Come comportarsi nei casi di ptosi palpebrale più e meno gravi.

Conosciuta come “palpebra cadente”, la ptosi palpebrale è uno degli inestetismi del volto più fastidioso.

Ma oltre ad essere un inestetismo, può anche compromettere il campo visivo del paziente, dato che l’abbassamento della palpebra impedisce lo sviluppo adeguato della vista, in particolar modo quando la ptosi è una condizione presente dalla nascita.

Casi lievi e rimedi

Nei casi in cui la ptosi non è in uno stadio avanzato e non ci sono patologie gravi e/o congenite, i rimedi possono essere non chirurgici.

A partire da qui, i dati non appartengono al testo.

PR #159, opened 2023-05-07
Utils for runtime physics robot

Tadinu:
`URRStaticMeshComponent` runtime collision
* add `bUseSimpleCollision` dft true, `bUseComplexCollision` dft false
* add `CreateMesh()`, creating an either visual or collision mesh, invoked by `CreateMeshBody()`
* Use VHACD to auto-generate runtime mesh simple collision info
`URRUObjectUtils` add SetActorCollisionEnabled()
`URRBaseRobot` StopMovement()
- Call MoveComp->StopMovementImmediately()
- RRFloatMoveComp reimpl StopMovementImmediately() resetting `AngularVelocity`
`URRURDFParser` Remove incorrect check of `IsPlainWheeledVehicleModel()` as deciding which links are wheels


Source/RapyutaSimulationPlugins/Public/Core/RRUObjectUtils.h
```diff
@@ -591,6 +591,15 @@ class RAPYUTASIMULATIONPLUGINS_API URRUObjectUtils : public UBlueprintFunctionLi
         return GetRelativeQuatFrom(InActor, InBaseActor).Rotator();
     }
 
+    FORCEINLINE static void SetActorCollisionEnabled(AActor* InActor, bool bInCollisionOn)
```
yuokamoto, line 599: please add doxygen comment.

Source/RapyutaSimulationPlugins/Public/Robots/RRRobotStructs.h
```diff
@@ -332,7 +332,7 @@ struct RAPYUTASIMULATIONPLUGINS_API FRRRobotJointProperty
                 return ACM_Locked;
 
             case ERRRobotJointType::REVOLUTE:
-                return FMath::IsNearlyZero(UpperLimit) ? ACM_Locked : (UpperLimit >= M_PI) ? ACM_Free : ACM_Limited;
+                return (UpperLimit >= M_PI) ? ACM_Free : ACM_Limited;
```
yuokamoto: This is not always true. some robot joints rotational limit is +- 360
https://www.universal-robots.com/media/50895/ur10_en.pdf

Source/RapyutaSimulationPlugins/RapyutaSimulationPlugins.Build.cs
```diff
@@ -44,7 +44,7 @@ public RapyutaSimulationPlugins(ReadOnlyTargetRules Target) : base(Target)
         bEnableExceptions = true;
 
         PublicDependencyModuleNames.AddRange(new string[] { "Core", "CoreUObject", "Engine", "InputCore", "ImageWrapper", "RenderCore", "Renderer", "RHI", "PhysicsCore", "XmlParser", "IESFile",
-                                                            "AIModule", "NavigationSystem", "TimeManagement", "Json",
+                                                            "AIModule", "NavigationSystem", "TimeManagement", "Json", "PhysicsUtilities",
```
yuokamoto: just comment
we maybe better to sort plugins later here

Source/RapyutaSimulationPlugins/Private/Core/RRStaticMeshComponent.cpp
```diff
@@ -203,59 +208,111 @@ UStaticMesh* URRStaticMeshComponent::CreateMeshBody(const FRRMeshData& InMeshDat
...
+    // Generate complex in case of no simple collision
+    if (false == bUseDefaultSimpleCollision)
+    {
+        auto* bodySetup = visualMesh->GetBodySetup();
+        if (bUseComplexCollision)
+        {
+            visualMesh->ComplexCollisionMesh = CreateMesh(InMeshData, false);
+            bodySetup->CollisionTraceFlag = ECollisionTraceFlag::CTF_UseComplexAsSimple;
+        }
+        else
```
yuokamoto, line 295: Is this elase{} non default simple collision? When we use this?

Source/RapyutaSimulationPlugins/RapyutaSimulationPlugins.Build.cs
Tadinu: Ideally modules should be grouped into their functionality relevancy (like Core, Physics, AI, Nav, etc.) for easier management & Our plugins should be put at the end

Source/RapyutaSimulationPlugins/Private/Core/RRStaticMeshComponent.cpp
Tadinu: Yes all of those are wrapped inside `if(!bUseDefaultSimpleCollision)`
Basically, Complex collision, as using an external mesh, only works for static objects in UE since moveable one is expensive to simulate
https://docs.unrealengine.com/5.1/en-US/simple-versus-complex-collision-in-unreal-engine
Custom simple collision, as generated by VHACD, works for both static/movable objects.

yuokamoto (approved):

  • Ginnastica facciale :si può potenziare il muscolo elevatore attraverso un allenamento costate e quotidiano con esercizi precisi : un esempio di esercizio utile è sbattere ripetutamente le palpebre, poi tenere gli occhi chiusi per 20 secondi e poi mantenerli aperti per altri 20 secondi.
  • Strisce adesive : sono studiate apposta per questo scopo, hanno un effetto lifting immediato ma durano solo 24 ore.
  • Maschera gel : il contatto con un agente esterno freddo ridona vigore e forza al muscolo elevatore : prima di andare a letto applicate una maschera gel che avrete tenuto in frigo. Utilizzata in maniera costante, potrebbe essere la vostra soluzione.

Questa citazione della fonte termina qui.